Tuttavia, mentre l’attacco aggressivo in 3295 parole di Soros alla Cina ha colto molti di sorpresa, quello che appare altrettanto notevole è stata la risposta della Cina alle critiche feroci di Soros: nessuna.
In effetti, la Cina ha chiarito che, a suo parere, le parole di Soros hanno la stessa importanza delle “dichiarazioni di certe persone, che scambiano il nero con il bianco e distorcono i fatti, sono completamente inutili e non degne nemmeno di una replica”.
Certo, il modo migliore per Pechino di rispondere alle insinuazioni e alle accuse pesanti di Soros è semplicemente ignorarle, affermando implicitamente che Soros non è solo annebbiato dalla senilità, ma ideologicamente schierato e che “distorce i fatti”. In parole povere: degno nemmeno di un confutazione.
Detto questo, Soros ha preso di mira non solo la Cina, ma anche la Russia, dicendo “Mi sono concentrato sulla Cina, ma le società aperte hanno molti altri nemici, tra cui la Russia di Putin.” E a differenza della Cina, la risposta della Russia alle osservazioni di Soros è stata un po ‘più esplicita, con il ministro della Russia per lo sviluppo economico Maksim Oreshkin che ha affermato: “Washington dovrebbe concentrarsi su come risolvere i problemi interni invece di cercare nemici esterni per incolparli di qualcosa”.

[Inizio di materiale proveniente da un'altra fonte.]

PR #221, opened 2026-08-22
fix(spec): disambiguate qualified callee expectation matching

### LINKED ISSUE #213: Layer prompts can attach a caller's expectations to the wrong same-named callee
When a caller calls two functions whose bare names are identical, the `## CALLEE EXPECTATIONS FROM CALLERS` section of a layer-N prompt (N ≥ 1) can carry the expectations written for the other one.

`_callee_match_names` in `src/generate_batch_prompts.py` builds two candidates per callee — the full FQN and the bare name:

```python
names = [callee_fqn, callee_fqn.split("::")[-1]]
```

The FQN candidate never matches. FQNs look like `dir::base-ext::Class::method`, while the names an LLM writes into `.info.json` are class-qualified but carry no path prefix (`Class::method`), and `_info_line_mentions_name` tests `name in first_line` — the longer string searched inside the shorter one.

Matching therefore always falls through to the bare name, which every same-named callee satisfies, and the loop returns the first one it reaches.

A minimal case — two classes each with a `Flush`, both called from one function:

```cpp
int LocalStorage::Flush(Buffer &buf);   // returns -1 when buf.size > 4096
int RemoteStorage::Flush(Buffer &buf);  // always returns 0

int RunCheckpoint(Buffer &buf) {
    int rc = local.Flush(buf);
    if (rc != 0) return rc;
    return remote.Flush(buf);
}
```

The caller's `.info.json` records correct and distinct expectations for the two, but both sections of the generated prompt come out identical:

```
### What callers expect from ...::RemoteStorage::Flush:
int LocalStorage::Flush(Buffer& buf)
  Post-condition: Returns 0 when buf.size <= 4096; returns -1 when buf.size > 4096
```

`RemoteStorage::Flush` then generates its spec against a contract it does not satisfy, and the one actually written for it — including call-site context only the caller knows, such as "this call is only made after the local flush has already succeeded" — is lost.

The class name is present throughout; matching just tries a direction that cannot succeed and then falls back to a bare name that drops it. Testing whether the `.info.json` name is a suffix of the FQN would tell them apart.

yeunmer2006:
## Summary

- Prioritize exact FQN and qualified-suffix matches when resolving caller expectations.
- Support both C++-style `Class::method` and dot-qualified `Class.method` names.
- Match explicit `callee.info_names` aliases before attempting bare-name fallback.
- Prevent qualified entries from being incorrectly selected through bare-name matching.
- Preserve literal dots inside FM-Agent FQN components such as `foo.test-py`.

Closes #213

### DIFF
--- a/src/generate_batch_prompts.py
+++ b/src/generate_batch_prompts.py
@@ -2,6 +2,7 @@
 
 import argparse
 import json
+import logging
 import re
 from pathlib import Path
 from typing import Dict, List, Optional, Sequence, Tuple
@@ -56,6 +57,12 @@ COMMENT_PREFIX_BY_LANG = {
 }
 
 _QUALIFIED_NAME_SEPARATOR_RE = re.compile(r"::|\.")
+_ERLANG_NAME_RE = re.compile(
+    r"^(?P<module>[A-Za-z_][\w@]*)\s*:\s*"
+    r"(?P<function>[A-Za-z_][\w@]*)/(?P<arity>\d+)$"
+)
+
+logger = logging.getLogger(__name__)
 
 
 def parse_args() -> argparse.Namespace:
@@ -138,6 +145,11 @@ def extract_callee_spec_from_info(
     names = _callee_match_names(callee_fqn, aliases or ())
     callees = info_dict.get("callees", [])
     if not isinstance(callees, list):
+        logger.warning(
+            "No callee expectation matched FQN %s (aliases=%s, entries=invalid)",
+            callee_fqn,
+            list(aliases or ()),
+        )
         return None
 
     named_callees = []
@@ -148,13 +160,14 @@ def extract_callee_spec_from_info(
         if not isinstance(name, str):
             continue
         normalized_name = _name_without_call_decoration(name)
-        named_callees.append((callee, name, normalized_name))
+        bare_name = _bare_name_for_matching(normalized_name)
+        named_callees.append((callee, name, normalized_name, bare_name))
 
-    for callee, name, _normalized_name in named_callees:
+    for callee, name, _normalized_name, _bare_name in named_callees:
         if _info_name_matches_fqn(name, callee_fqn):
             return callee
 
-    for callee, name, _normalized_name in named_callees:
+    for callee, name, _normalized_name, _bare_name in named_callees:
         if any(
             _info_name_matches_alias(name, alias)
             for alias in aliases or ()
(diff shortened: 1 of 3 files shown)


src/generate_batch_prompts.py
```diff
@@ -155,11 +180,81 @@ def _callee_match_names(callee_fqn: str, aliases: Sequence[str]) -> List[str]:
...
+    """Split C++- and dot-qualified source names into components."""
+    return [part for part in _QUALIFIED_NAME_SEPARATOR_RE.split(name) if part]
+
+
+def _is_qualified_name(name: str) -> bool:
+    """Return whether a source-level name contains a known qualifier."""
+    return bool(_QUALIFIED_NAME_SEPARATOR_RE.search(name))
+
+
+def _name_without_call_decoration(name: str) -> str:
```
Dshuishui: The trailing paren group is stripped unconditionally. That's correct for `Engine::start(int n)`, but wrong when the parentheses hold the function name:

```
FQN          src::store-ets::Counter::constructor
.info entry  'Counter (constructor)'

08cd3153     matched 'Counter (constructor)'
184f671e     None
```

Stripping leaves `Counter`, which no longer aligns with an FQN ending in `::constructor`. This entry is actual `.info.json` output from an ArkTS project run.

Dshuishui (dismissed):
The suffix-alignment approach is right — same-named callees no longer bleed into each other. But several spellings went from matching to returning nothing, so I'd hold the merge until those are addressed.

**1. Entries are dropped even when there is no ambiguity**

In each row below the `.info.json` holds only that one entry and the project has no same-named function. All of them matched correctly before this change:

| `.info.json` entry | FQN | before | after |
|---|---|---|---|
| `Vec<T>::push_back` | `...::Vec::push_back` | matched | **None** |
| `(*Store).Flush` | `...::Store::Flush` | matched | **None** |
| `ns::Engine::start` | `...::Engine::start` | matched | **None** |
| `engine.start` | `...::Engine::start` | matched | **None** |
| `Counter (constructor)` | `...::Counter::constructor` | matched | **None** |

The first two rows are the case raised in https://github.com/fmagent-project/FM-Agent/pull/221#discussion_r3849037204, and stripping `<T>` and `(*)` before the comparison resolves them. The last three are not reachable that way: `ns` is a segment the FQN never had, `(constructor)` is lost by the paren-stripping step, and `engine` has no correspondence to `Engine`.

**2. The cause is the `continue` on line 167**

It decides whether to allow the bare-name fallback based on **whether the name contains `::` or `.`**. But whether an entry can be confused with another depends on **whether the caller calls two functions with the same bare name** — and those cover different sets: the first spans every qualified name, the second only occurs on a collision. None of the five rows above involves a collision, yet all are blocked.

**3. Erlang's name format isn't recognized**

`_QUALIFIED_NAME_SEPARATOR_RE` only knows `::` and `.`, while Erlang writes `mod:fun/arity`, so those read as bare names:

```
FQN            src::mymod-erl::mymod::greet
.info entries  ['helper:greet/1', 'mymod:greet/1']
before         'helper:greet/1'
after          'helper:greet/1'      <- should be mymod:greet/1
```

#213 still reproduces there.

**4. Nothing is reported when an entry can't be found**

When any of the above happens, the whole caller-expectations section is simply absent from the prompt, with no trace in the logs. A log line when a callee's expectations are discarded would make this class of problem visible in real runs.

Dshuishui (approved):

Secondo Oreshkin, gli Stati Uniti dovrebbero smettere di cercare di incolpare altri per i problemi delle “società aperte”, ma cercare la radice dei suoi problemi in casa propria.
“Guarda cosa sta succedendo in America. Negli ultimi 30 anni il reddito reale della classi medie e inferiori non è cresciuto quasi per nulla. Le spese per l’assistenza sanitaria e l’istruzione sono aumentate di poco, anche tenendo conto dell’inflazione “, ha detto Oreshkin a RT durante una conferenza stampa a Davos. “Naturalmente, ha portato alla crescita del dissenso in America, diventando uno dei fattori che ha portato Donald Trump, con tutta la sua peculiare retorica, a diventare il presidente.”
Il russo ha poi colpito il bersaglio: “i problemi sono all’interno degli Stati Uniti: un nemico esterno, che li ostacola e causa tutti i problemi negli Stati Uniti – sia la Russia che la Cina – serve semplicemente a sviare l’attenzione dalla realtà”.
Il funzionario ha avvertito che un tale approccio – espresso da Soros e da altre figure dell’élite americana – non fa altro che favorire uno scontro, che alla fine danneggia gli stessi Stati Uniti, impedendo la crescita economica in tutto il mondo.
“Fino a quando ogni paese si renderà conto che i problemi risiedono, soprattutto, all’interno di sè stessi e non provenienti da alcune forze esterne, tale mentalità persisterà e continueremo a sentire dichiarazioni di questo tipo”, ha aggiunto Oreshkin, anche se crediamo che chiunque avesse trasmesso questo importante messaggio sarebbe stato additato come un agente del Cremlino e bollato come divulgatore di “fake news”.